Albersweiler. Das Umweltbildungsprogramm „Luchsauge – Œil de lynx“ ging dieses Jahr in die zweite Runde. 10 Schulklassen haben sich Gedanken zum Thema Luchs gemacht und einiges vorbereitet, was sie nun stolz beim Luchsfest in Albersweiler auch vor Umweltministerin Ulrike Höfken präsentierten.
Als Teil der Wiederansiedlung des Luchses im Pfälzerwald wurde ein Umweltbildungsprogramm für Schulen entwickelt, um Kindern Wissen über die Biologie und Ökologie des Luchses zu vermitteln und ihnen die Art näher zu bringen.
Im grenzüberschreitenden Biosphärenreservat wird pro Schuljahr mit etwa 20 Schulklassen gearbeitet, 10 davon aus dem Pfälzerwald und 10 aus den Nordvogesen.
Zu Beginn des Umweltbildungsprogramms wurden die Lehrer der beteiligten Schulklassen in einer Lehrveranstaltung durch Biologen und Luchsspezialisten über den Luchs, das Wiederansiedlungs-Projekt und seine Umsetzung informiert.
In einem nächsten Schritt überlegten sich die Schüler zusammen mit ihren Lehrern und einem Umweltpädagogen ein Projekt zum Luchs, welches innerhalb des Schuljahres bearbeitet wurde.
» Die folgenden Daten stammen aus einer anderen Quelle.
PR #191, opened 2026-07-29
fix(admin): repair status badges and align the two compartment views (#190)

### LINKED ISSUE #190: Check filament bugs with simulator and new open door/relay fire separation

Aibolit66:
Fixes #190.

Found by running the fleet simulator against the panel after #94 separated command acknowledgement from door-open detection.

## The 500s

#94 cast `CompartmentOpenRequest::$status` to `CompartmentOpenRequestStatus`, but three Filament tables still type-hinted `?string $state`. Filament passed the enum, PHP threw a TypeError, and the page 500'd — on the locker bank edit page and the user edit page. `CompartmentOpenRequestResource` had already been moved to the enum pattern; the relation managers were missed.

Colour and label now come from the enum itself, so a badge cannot drift from the cast again, and the status filter is built from `cases()` instead of a hardcoded list that predated `acknowledged`, `already_open` and `door_jammed`.

## Consistency between the two compartment views

The locker bank's compartment table showed a "Last open status" column while the compartment list showed a door badge — two different shapes for the same subject. The bank page now uses the same door badge; the full command lifecycle is one tab away under Open command history. The badge and its fault markers moved into a shared `CompartmentDoorStateColumn` so the two screens cannot drift apart again.

## Open button

Hidden once the door is open — the command would be a no-op the device answers with `already_open`. It also now checks the `CompartmentOpen` permission, which the bank page never did.

## Stale fault marker

Only a jam marks a compartment faulty. `already_open` describes one past command, and nothing a healthy door does afterwards creates a newer open request — so a compartment stayed flagged red forever after a single already-open response, which is what surfaced during simulator testing.

## Also

- German translations for the nine status labels, which were missing entirely
- `just trace-up` / `trace-overlay` / `trace-status` / `trace-down`, after tracing silently broke: the stack had been started without the observability overlay, so the backend exported nothing while every container looked healthy. `trace-status` checks for exactly that case.

## Verification

Pint, PHPStan and the full suite (301 tests) pass. New `OpenRequestStatusBadgeTest` renders every status through all three tables. Verified end to end against the simulator and the mobile app: an open went through as `granted_access`, ack and door-open were recorded separately with a 501 ms detection, and it produced a single 84-span trace across backend and client.


Aibolit66:
## Independent review by AI

**Scope:** delta vs `feat/65-opentelemetry-tracing` only — 11 files, +378/−81.

### Verified good

The core of this is a genuine de-duplication: `CompartmentDoorStateColumn` pulls the door badge, its fault marker and the "can this be opened" rule into one place, so the compartment list and the locker bank's compartment table can no longer disagree about the same door. The docblock is honest about why — they had already drifted once.

The reasoning encoded in it holds up. Only `DoorJammed` flags a fault, and the comment explains precisely why `AlreadyOpen` must not: nothing a working door does afterwards creates a newer open request, so flagging it would mark the compartment faulty forever. That is the kind of thing that looks like an oversight until you think it through.

`CompartmentOpenRequestStatus::color()` also gets the important call right — `Acknowledged` is *not* success. Now that the unlock pulse is separated from door detection, the pulse being sent says nothing about the door having moved, and colouring it green would undo that distinction in the UI.

The type change from `?string $state` to `?CompartmentOpenRequestStatus $state` is safe: `CompartmentOpenRequest` casts `status` to the enum. And the new `OpenRequestStatusBadgeTest` drives **every** enum case through both tables via data providers — exactly the test that would catch a cast or type mismatch.

### 1. Issue #190 has an empty body — *still live at tip*

No acceptance criteria, so the PR effectively defines its own scope and there is nothing independent to verify it against. Not a code problem, but it means "does this fix the reported bugs?" is not an answerable question from the ticket.

### 2. N+1 left behind in the one table this PR did not align — *still live at tip*

`CompartmentAccessesRelationManager` reads `compartment.latestOpenRequest.status` and `.opened_at` — two hops — with no eager loading, while this PR correctly adds `->with('latestOpenRequest')` to both sibling tables (`CompartmentResource:104,136`, `CompartmentsRelationManager:107`).

Pre-existing rather than introduced here, but this PR edits that exact column and fixes the pattern everywhere else, so it is the natural moment. A `modifyQueryUsing(fn ($q) => $q->with('compartment.latestOpenRequest'))` finishes the job.

### 3. Tracing tooling landed in the admin-bugs PR — *still live at tip*

`Justfile` (+107) adds `trace-overlay`, `trace-up`, `trace-down` and `trace-status` recipes, including SigNoz checkout and port management, plus `docs/observability.md` (+37). That is observability work — it belongs with the OpenTelemetry PR, not with "check filament bugs with simulator".

To be clear, it does **not** violate the constraint from #65: SigNoz arrives through an opt-in `just` recipe, not the default docker setup. The issue is reviewability — these two concerns now cannot be reviewed, reverted or merged independently.

### Verdict

**Approve.** Item 2 is a small, worthwhile addition while the file is open; item 3 is a note for how work gets split next time, not something to unpick now. Nothing here blocks merge.

Aibolit66:
## Independent review by AI

**Scope:** issue #190 / PR #191, across both review rounds. Verified against the current working tree; static review — findings come from reading the diff, the models and the Filament tables, so test and PHPStan figures are the author's.

### Findings

| # | Finding | Result |
|---|---|---|
| 1 | Issue #190 has an empty body | **No action** — noted for closing |
| 2 | N+1 in the one table this PR didn't align | **Fixed** — in both relation managers |
| 3 | Tracing tooling landed in the admin-bugs PR | **No action** — already merged upstack |

### 2 — the actionable one, and it went further than the finding

`CompartmentAccessesRelationManager` rendered `compartment.latestOpenRequest.status` and `.opened_at` with no eager loading, while the same PR added `->with('latestOpenRequest')` to both sibling tables. Fixed two places, left the third.

The fix covers more than was asked. Alongside `compartment.latestOpenRequest` it loads `compartment.lockerBank`, which the `compartment.lockerBank.name` column needs and which the original finding missed — and `grantedByUser` / `revokedByUser`, which are resolved inside `->state()` closures rather than dotted column names. Both of those columns are `toggleable()` without `isToggledHiddenByDefault`, so they render by default and were a query per row each.

The comment records why they were easy to miss: a dotted column name makes a relation hop visible, a closure hides it. That is the part worth keeping — the next person adding a `->state()` closure to this table has the warning in front of them.

`UserAccessesRelationManager` was taken too, adding `user` and `grantedByUser` to its existing `->active()` modifier. Omitting `revokedByUser` there is correct rather than an oversight: that table is filtered to active grants and has no revoked column.

Taking the adjacent table was the right call — leaving it would have repeated the exact pattern the finding was about.

### 1 — no acceptance criteria

Nothing to fix in code. It matters only at closing time: with an empty ticket body, "does this fix the reported bugs?" is not answerable from the ticket, so the PR defines its own scope. Worth a line on the issue when it is closed.

### 3 — reviewability, not a violation

The `Justfile` tracing recipes and the `docs/observability.md` growth are observability work in an admin-bugs PR. It does not breach #65's constraint — SigNoz arrives through an opt-in recipe, not the default docker setup — and it is already merged upstack, so there is nothing to unpick. The cost is that the two concerns can no longer be reviewed or reverted independently.

### Verified good

The de-duplication is real: `CompartmentDoorStateColumn` puts the door badge, its fault marker and the "can this be opened" rule in one place, so the two compartment views can no longer drift — which the docblock admits they already had. Only `DoorJammed` flags a fault, and the comment explains why `AlreadyOpen` must not: nothing a working door does afterwards creates a newer open request, so flagging it would mark the compartment faulty forever.

`CompartmentOpenRequestStatus::color()` gets the consequential call right — `Acknowledged` is not success. With the unlock pulse now separated from door detection, colouring it green would undo that distinction in the UI. `OpenRequestStatusBadgeTest` drives every enum case through both tables via data providers, which is the test that catches a cast or type mismatch.

### Noted for elsewhere

The same defect exists in four more admin tables that resolve a relation inside a `->state()` closure with no eager loading — `GroupResource:88`, `TermsDocumentVersionResource:72,82`, `UserResource:162,165` and `AuditLogResource:88`. `UserResource` is the sharpest: `latestAcceptedTermsVersion()` runs `termsAcceptances()->with('acceptedVersion')->latest()->first()` per row, where the inner `->with()` makes it look eager-loaded while the outer query is not. Out of scope here and tracked separately.

### Verdict

**Approve.** Item 2 is fixed in both relation managers and covers both hop styles; items 1 and 3 need no code change. The panel-wide sweep is tracked elsewhere, which is the right home for it — it is a Filament-wide pattern, not an admin-bugs fix.

Issue #173, opened 2026-07-14
Improve locker-client protocol errors and observability


merona-merlin:
## Context

Some invalid commands are silently dropped and hardware, polling, and publish failures do not yet provide consistent operational context.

Mit dieser Aufgabe ist auf deutscher Seite das NaturErlebnisZentrum Wappenschmiede der GNOR e. V. und auf französischer Seite „Les Piverts“ betraut.
Dieses Jahr nahmen auf der deutschen Seite 10 Schulklassen aus Neustadt, Landau, Bad Bergzabern, Hauenstein, Bruchweiler, Albersweiler und Kaiserslautern teil.
Die von den Kindern erarbeiteten Werke wurden nun auf dem „Luchs-Fest“ öffentlich präsentiert, jede Klasse erhielt für ihre Arbeit eine Auszeichnung. „Der Luchs wird in dieser jungen heranwachsenden Generation wieder ganz selbstverständliche dazugehören‘“, ist sich Umweltministerin Ulrike Höfken sicher.
Zur besonderen Freude aller begleitete sie den gesamten Vormittag. Neben den Darbietungen konnte man an den durch die einzelnen Klassen vorbereiteten Ständen unter anderem leckere Luchskekse genießen, die Hände in Fühlkisten stecken und sein Wissen über den Luchs an einem Quiz-Stand testen.
Ein weiteres zentrales Element der Bildungsarbeit im Projekt war die Erstellung einer umfangreichen Umweltbildungsmappe zum Luchs.
Die Mappe wurde vom WWF Deutschland gemeinsam mit der Stiftung erstellt und ist für die Weitergabe an Schulen, Umweltbildungsträger und weitere Einzelpersonen, die in der Naturpädagogik tätig sind, gedacht.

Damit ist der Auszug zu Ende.